Novel Chemical Ligands to Ebola Virus and Marburg Virus Nucleoproteins Identified by Combining Affinity Mass Spectrometry and Metabolomics Approaches

Abstract

The nucleoprotein (NP) of Ebola virus (EBOV) and Marburg virus (MARV) is an essential component of the viral ribonucleoprotein complex and significantly impacts replication and transcription of the viral RNA genome. Although NP is regarded as a promising antiviral druggable target, no chemical ligands have been reported to interact with EBOV NP or MARV NP. We identified two compounds from a traditional Chinese medicine Gancao (licorice root) that can bind both NPs by combining affinity mass spectrometry and metabolomics approaches. These two ligands, 18β-glycyrrhetinic acid and licochalcone A, were verified by defined compound mixture screens and further characterized with individual ligand binding assays. Accompanying biophysical analyses demonstrate that binding of 18β-glycyrrhetinic acid to EBOV NP significantly reduces protein thermal stability, induces formation of large NP oligomers, and disrupts the critical association of viral ssRNA with NP complexes whereas the compound showed no such activity on MARV NP. Our study has revealed the substantial potential of new analytical techniques in ligand discovery from natural herb resources. In addition, identification of a chemical ligand that influences the oligomeric state and RNA-binding function of EBOV NP sheds new light on antiviral drug development.

Figure 1. Identification of chemical ligands bound to Ebola virus and Marburg virus NPs from Chinese licorice.

(A) The workflow of combining affinity MS and metabolomics approaches for ligand discovery towards NPs. (B) OPLS-DA score plots of the crude extracts, the NP incubation samples and the control samples show clear separation of three groups in the data sets of EBOV NP (left) and MARV NP (right). (C) VIP and S/N plots of features detected in the protein incubation sample and control from the EBOV NP experiment (left) and MARV NP experiment (right). Each grey symbol represents a feature detected in four independent replicates (RSD of S/N ratios across replicates < 30%). Each feature also matches its accurate mass with the Chinese licorice compound database. Red symbols annotate two putative ligands bound to NPs (GC7 and GC13).

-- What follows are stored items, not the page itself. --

PR #3862, opened 2025-08-07
🔮 Native VLM support for `SFTTrainer`

qgallouedec:
```python
from trl import SFTConfig, SFTTrainer
from datasets import load_dataset

trainer = SFTTrainer(
    model="Qwen/Qwen2.5-VL-3B-Instruct",
    args=SFTConfig(max_length=None),
    train_dataset=load_dataset("trl-lib/llava-instruct-mix", split="train"),
)
trainer.train()
```

---

all CI failures unrelated

PR #6547, opened 2026-07-26
Allow packing and padding-free on VLMs with text-only data

### LINKED ISSUE #6545: Packing is refused for VLMs even on text-only datasets
`SFTTrainer` gates packing on the *model* being a VLM, not on the *data* containing images. So a text-only conversational dataset can't be packed on a VLM checkpoint, even though nothing image-related is involved.

## Repro

```python

ds = load_dataset("trl-internal-testing/zen", "conversational_language_modeling", split="train")

SFTTrainer(
    model="trl-internal-testing/tiny-Qwen2VLForConditionalGeneration",
    train_dataset=ds,
    args=SFTConfig(packing=True),
)
```

```
ValueError: Packing is not supported for vision-language models. Please set `packing=False` in the SFTConfig.
```

Same for `padding_free`, `assistant_only_loss` and `truncation_mode="keep_end"`.

packing isn't allowed when we process data on-the-fly, which is needed for image-dataset (prohibitively epxensive to pre-process upfront), but not for VLM. We should support this case.

cris96spa:
# What does this PR do?

`SFTTrainer` refuses `packing`, `padding_free`, `assistant_only_loss` and `truncation_mode="keep_end"` when the
*model* is a VLM, even if the *dataset* has no images:

```python
ds = load_dataset("trl-internal-testing/zen", "conversational_language_modeling", split="train")

SFTTrainer(
    model="trl-internal-testing/tiny-Qwen2VLForConditionalGeneration",
    train_dataset=ds,
    args=SFTConfig(packing=True),
)
# ValueError: Packing is not supported for vision-language models. Please set `packing=False` in the SFTConfig.
```

That dataset's only column is `messages`. Nothing image-related happens, the text pipeline handles it fine, and TRL
already tests that path (`test_train_vlm_text_only_data`). Losing packing here is not free either: it is the main
throughput lever on short-sequence SFT.

This PR gates the four options on `_is_vision_dataset` instead of `_is_vlm`.

Fixes #6545

### Why the dataset is the right condition

The four options are incompatible with on-the-fly processing, and on-the-fly processing is chosen by the data. The
rest of the trainer already knows this: the collator choice (`sft_trainer.py:1190`), `_skip_prepare_dataset` (`1256`),
the padding-free `max_length` guard (`1248`), `_set_signature_columns_if_needed` (`1637`) and
`_reject_skip_prepare_without_labels` (`1651`) all read `_is_vision_dataset`. Only the four gates read `_is_vlm`.

Those gates are simply older than the flag. #3862 added them when `_is_vlm` was the only signal. #4080 introduced
`_is_vision_dataset` and moved the collator and `skip_prepare_dataset` onto it, but left the gates behind. This
finishes #4080.

DPO and KTO already have the shape proposed here: probe the dataset, run the vision-dataset-on-a-text-model check,
then gate the options on `_is_vision_dataset` (`dpo_trainer.py:718-738`, `kto_trainer.py:758-777`). `AGENTS.md`
requires that duplicated trainer logic stays consistent, and SFT is the one core trainer still gating on the model.

### What changed

`_is_vision_dataset` was computed 160 lines below the gates, so the probe and the mismatch check that depends on it
move up to just above them. `completion_only_loss` reads the same `dataset_sample`, so the dataset is still read once.
The four messages now say "vision datasets", the wording DPO and KTO already use.
`_patch_chunked_ce_lm_head(..., is_vlm=self._is_vlm)` is a question about model structure and keeps the model flag.
Two docstrings in `sft_trainer.py` and `sft_config.py` described the same model-versus-data confusion and are
corrected.

Image datasets still refuse all four options, same exception, same point in `__init__`. No API, config or default
changes.

### Tests

`test_train_vlm_text_only_data_uses_text_pipeline` trains on the five configurations that used to raise, then asserts
every `model.visual` parameter is bit-identical afterwards. That assertion is what shows the text path ran: a
text-only batch gives the vision tower no gradient.

`test_vision_dataset_unsupported_options_raise` covers the four gates on `zen-image`. On `main`,
`grep -rn "Packing is not supported" tests/` returns nothing, so the refusal had no coverage at all.

Nine parametrised cases in total. All nine fail on `main` and pass with the change, and the existing
`test_train_vlm_text_only_data` cases still pass alongside them. The wider sweep,
`-k "packing or padding_free or assistant_only or vlm or vision or completion_only"`, gives 54 passed, 20 skipped, 0
failed. The skips are `@require_kernels` and GPU-only cases, since I ran on CPU. `pre-commit run --all-files` is
clean.

### Open questions

1. `keep_end` is deprecated and goes in v2.0.0. Tell me if you would rather that gate stay on `_is_vlm`, and I drop it
   from the change and from the tests.
2. Rewording that message makes it diverge from `dpo_trainer.py:727`, which gates on `_is_vision_dataset` but still
   says "vision-language models". Two lines, no behaviour change. Here or in its own PR?
3. `gold_trainer.py:886` has the same bug. I left it out because the experimental tree runs on a separate workflow.
   Happy to fold it in if you want it.

One pre-existing hole worth naming: `_is_vision_dataset` is read from the first training example only, and the eval
dataset is never probed. This PR widens the second by one option. Probing every dataset is a bigger change and looked
like its own issue.

## Before submitting

- [x] Was this discussed/approved via a GitHub issue? Please add a link to it if that's the case. -> #6545
- [x] Did you make sure to update the documentation with your changes? (two docstrings corrected)

## AI writing disclosure

## Who can review?

@qgallouedec (issue author), @sergiopaniego (reviewed #4080, which introduced `_is_vision_dataset`)

---

> [!NOTE]
> **Low Risk**
> Behavioral fix in trainer init and docs with a focused regression test; image datasets keep the same restrictions, with no auth or data-path changes.
> 
> **Overview**
> **`SFTTrainer` no longer blocks packing, padding-free, assistant-only loss, or `truncation_mode='keep_end'` solely because the checkpoint is a VLM.** Those checks now key off whether the train set actually contains `image` / `images`, matching DPO/KTO and the rest of SFT (collator, `skip_prepare_dataset`, etc.).
> 
> Vision **datasets** still raise the same errors; only text-only data on a VLM processor is affected. Dataset probing and the text-vs-VLM mismatch check move up in `__init__` so gates run on `_is_vision_dataset`. Docstrings in `SFTConfig` / `SFTTrainer` describe dataset-based behavior instead of model-based.
> 
> Adds **`test_train_vlm_text_only_data_packing`** (regression for #6545): trains a tiny Qwen2.5-VL on conversational text with `packing=True` and asserts non-visual weights update while `model.visual` stays frozen.
> 
> <sup>Reviewed by [Cursor Bugbot](https://cursor.com/bugbot) for commit 5c7128cc543fe5dd8500f9220fc3cebc57f1864a. Bugbot is set up for automated code reviews on this repo. Configure [here](https://www.cursor.com/dashboard/bugbot).</sup>

### DIFF
--- a/tests/test_sft_trainer.py
+++ b/tests/test_sft_trainer.py
@@ -2062,6 +2062,77 @@ class TestSFTTrainer(TrlTestCase):
             else:
                 assert not torch.equal(param, new_param), f"Param {n} is not updated"
 
+    @pytest.mark.parametrize(
+        "config_kwargs",
+        [
+            {"packing": True, "max_length": 32},
+            {"packing": True, "packing_strategy": "wrapped", "max_length": 32},
+            {"padding_free": True, "max_length": None},
+            {"assistant_only_loss": True},
+            {"truncation_mode": "keep_end", "max_length": 32},
+        ],
+    )
+    @ignore_warnings(message="You are using packing, but the attention implementation is not.*", category=UserWarning)
+    @ignore_warnings(message="Padding-free training is enabled, but the attention.*", category=UserWarning)
+    @ignore_warnings(message="The `'keep_end'` truncation mode is deprecated.*", category=FutureWarning)
+    @require_vision
+    def test_train_vlm_text_only_data_uses_text_pipeline(self, config_kwargs):
+        # These options are incompatible with on-the-fly image processing, not with VLMs. A text-only dataset goes
+        # through the regular text pipeline, so they must be available on a VLM checkpoint too. Regression test
+        # for #6545.
+        dataset = load_dataset("trl-internal-testing/zen", "conversational_language_modeling", split="train")
+
+        training_args = SFTConfig(
+            output_dir=self.tmp_dir,
+            learning_rate=0.1,  # use higher lr because gradients are tiny and default lr can stall updates
+            report_to="none",
+            **config_kwargs,
+        )
+        trainer = SFTTrainer(
+            model="trl-internal-testing/tiny-Qwen2_5_VLForConditionalGeneration",
+            args=training_args,
+            train_dataset=dataset,
+        )
+
+        previous_trainable_params = {n: param.clone() for n, param in trainer.model.named_parameters()}
+
+        trainer.train()
+
+        assert trainer.state.log_history[-1]["train_loss"] is not None
+
+        # Check that the params have changed
+        for n, param in previous_trainable_params.items():
+            new_param = trainer.model.get_parameter(n)
+            if n.startswith("model.visual"):
+                torch.testing.assert_close(param, new_param, rtol=1e-12, atol=1e-12, msg=f"Param {n} is updated")
+            else:
+                assert not torch.equal(param, new_param), f"Param {n} is not updated"
+
+    @pytest.mark.parametrize(
+        ("config_kwargs", "error_match"),
+        [
+            ({"packing": True}, "Packing is not supported for vision datasets"),
+            ({"padding_free": True}, "Padding-free training is yet not supported for vision datasets"),
+            ({"assistant_only_loss": True}, "Assistant-only loss is not yet supported for vision datasets"),
+            (
+                {"truncation_mode": "keep_end", "max_length": 32},
+                "truncation_mode='keep_end' is not supported for vision datasets",
+            ),
+        ],
+    )
+    @ignore_warnings(message="The `'keep_end'` truncation mode is deprecated.*", category=FutureWarning)
+    @require_vision
+    def test_vision_dataset_unsupported_options_raise(self, config_kwargs, error_match):
+        dataset = load_dataset("trl-internal-testing/zen-image", "conversational_language_modeling", split="train")
+
+        training_args = SFTConfig(output_dir=self.tmp_dir, report_to="none", **config_kwargs)
+        with pytest.raises(ValueError, match=error_match):
+            SFTTrainer(
+                model="trl-internal-testing/tiny-Qwen2_5_VLForConditionalGeneration",
+                args=training_args,
+                train_dataset=dataset,
+            )
+
     @require_vision
     def test_vision_dataset_with_text_model_raises(self):
         dataset = load_dataset("trl-internal-testing/zen-image", "conversational_language_modeling", split="train")
--- a/tests/test_sft_trainer.py
+++ b/tests/test_sft_trainer.py
@@ -2073,7 +2073,6 @@ class TestSFTTrainer(TrlTestCase):
             output_dir=self.tmp_dir,
             learning_rate=0.1,  # use higher lr because gradients are tiny and default lr can stall updates
             packing=True,
-            max_length=32,
             report_to="none",
         )
         trainer = SFTTrainer(
--- a/tests/test_sft_trainer.py
+++ b/tests/test_sft_trainer.py
@@ -2062,31 +2062,19 @@ class TestSFTTrainer(TrlTestCase):
             else:
                 assert not torch.equal(param, new_param), f"Param {n} is not updated"
 
-    @pytest.mark.parametrize(
-        "config_kwargs",
-        [
-            {"packing": True, "max_length": 32},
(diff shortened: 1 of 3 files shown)


tests/test_sft_trainer.py
```diff
@@ -2062,6 +2062,77 @@ def test_train_vlm_text_only_data(self, model_id, dataset_config):
...
+    @pytest.mark.parametrize(
+        "config_kwargs",
+        [
+            {"packing": True, "max_length": 32},
+            {"packing": True, "packing_strategy": "wrapped", "max_length": 32},
+            {"padding_free": True, "max_length": None},
+            {"assistant_only_loss": True},
+            {"truncation_mode": "keep_end", "max_length": 32},
+        ],
+    )
```
qgallouedec: no we don't need this

tests/test_sft_trainer.py
```diff
@@ -2062,6 +2062,77 @@ def test_train_vlm_text_only_data(self, model_id, dataset_config):
...
+    @ignore_warnings(message="You are using packing, but the attention implementation is not.*", category=UserWarning)
+    @ignore_warnings(message="Padding-free training is enabled, but the attention.*", category=UserWarning)
+    @ignore_warnings(message="The `'keep_end'` truncation mode is deprecated.*", category=FutureWarning)
+    @require_vision
+    def test_train_vlm_text_only_data_uses_text_pipeline(self, config_kwargs):
```
qgallouedec: no, just `test_train_vlm_text_only_data_packing`

tests/test_sft_trainer.py
```diff
@@ -2062,6 +2062,77 @@ def test_train_vlm_text_only_data(self, model_id, dataset_config):
...
+    def test_vision_dataset_unsupported_options_raise(self, config_kwargs, error_match):
+        dataset = load_dataset("trl-internal-testing/zen-image", "conversational_language_modeling", split="train")
+
+        training_args = SFTConfig(output_dir=self.tmp_dir, report_to="none", **config_kwargs)
+        with pytest.raises(ValueError, match=error_match):
+            SFTTrainer(
+                model="trl-internal-testing/tiny-Qwen2_5_VLForConditionalGeneration",
+                args=training_args,
+                train_dataset=dataset,
+            )
```
qgallouedec: no you can remove, it's out of the scope here

qgallouedec (changes requested):
thanks, a few simplifications

tests/test_sft_trainer.py
cris96spa: Done

tests/test_sft_trainer.py
cris96spa: Done

tests/test_sft_trainer.py
cris96spa: Updated with focus on packing only

cris96spa:
Thank you. I addressed the changes, glad to contribute!

tests/test_sft_trainer.py
```diff
@@ -2062,6 +2062,40 @@ def test_train_vlm_text_only_data(self, model_id, dataset_config):
...
+    def test_train_vlm_text_only_data_packing(self):
+        # Packing is incompatible with on-the-fly image processing, not with VLMs. A text-only dataset goes through
+        # the regular text pipeline, so packing must be available on a VLM checkpoint too. Regression test for #6545.
+        dataset = load_dataset("trl-internal-testing/zen", "conversational_language_modeling", split="train")
+
+        training_args = SFTConfig(
+            output_dir=self.tmp_dir,
+            learning_rate=0.1,  # use higher lr because gradients are tiny and default lr can stall updates
+            packing=True,
+            max_length=32,
```
```suggestion
```

qgallouedec (approved):

tests/test_sft_trainer.py
cris96spa: Applied

qgallouedec:
thanks!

Blue symbols annotate the rest of 11 constituents in Chinese licorice that do not bind NPs. All color-coded compounds are identified by HRMS and MSMS analysis according to reference standards.

Figure 2. Structural elucidation of GC7 (A) and GC13 (B) by MS and MSMS analysis.

The proposed fragmentation pathway is shown below mass spectra.

Figure 3. Validation of NP ligands in compound mixture screens.

(A) LC-HRMS chromatograms of the protein incubation sample and the control from the EBOV NP experiment (upper) and MARV NP experiment (lower). The NP protein was incubated with a mixture of 14 pure compounds known to be licorice constituents and then ligands were identified by affinity MS analysis. (B) S/N ratios of specific compounds from the mixture screen experiment. Note that GC2/GC12 and GC7/GC10 show identical S/N ratios as they are isomeric pairs that cannot be distinguished under the LC condition. GC7/GC10 and GC13 with S/N > 2 are considered ligands to both NPs.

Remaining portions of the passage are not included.